Among the entries, which lines carry the string "machines"? Copy every one.

BEGIN Listed entries

PR #4213, opened 2020-09-24
update staging es machines

sravfeyn:
I have upgraded ES to 7.9.1 using the es4 and es5 machines. I have already rolled this out. 

We can now delete the es6 and es7 machines. @dannyroberts @sanjay2916

### DIFF
--- a/environments/staging/inventory.ini.j2
+++ b/environments/staging/inventory.ini.j2
@@ -105,12 +105,12 @@ redis2
 
 [elasticsearch:children]
 # Amazon EC2
-# old ES v2 hosts
-# es4
-# es5
-# ES v7 hosts
-es6
-es7
+# ES v7.9.1 hosts
+es4
+es5
+# ES v7.6.2 hosts
+# es6
+# es7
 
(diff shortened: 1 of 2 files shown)


environments/staging/inventory.ini.j2
```diff
@@ -105,12 +105,12 @@ redis2
...
 # Amazon EC2
-# old ES v2 hosts
-# es4
-# es5
-# ES v7 hosts
-es6
-es7
+# ES v7.9.1 hosts
+es4
+es5
```
millerdev, line 110: Did you reuse the old ES2 VMs, or are `es4` and `es5` new VMs? It's probably too late, but it's not a good idea to reuse host names because that can make it difficult to track the history any place where those names are referenced. Better to retire old names and make new ones for new things.

sravfeyn: Hey, I reused the same machines, haven't created new ones, so hostnames shouldn't be an issue

millerdev (approved):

END Listed entries

Task result
update staging es machines
I have upgraded ES to 7.9.1 using the es4 and es5 machines. I have already rolled this out. 
We can now delete the es6 and es7 machines. @dannyroberts @sanjay2916
sravfeyn: Hey, I reused the same machines, haven't created new ones, so hostnames shouldn't be an issue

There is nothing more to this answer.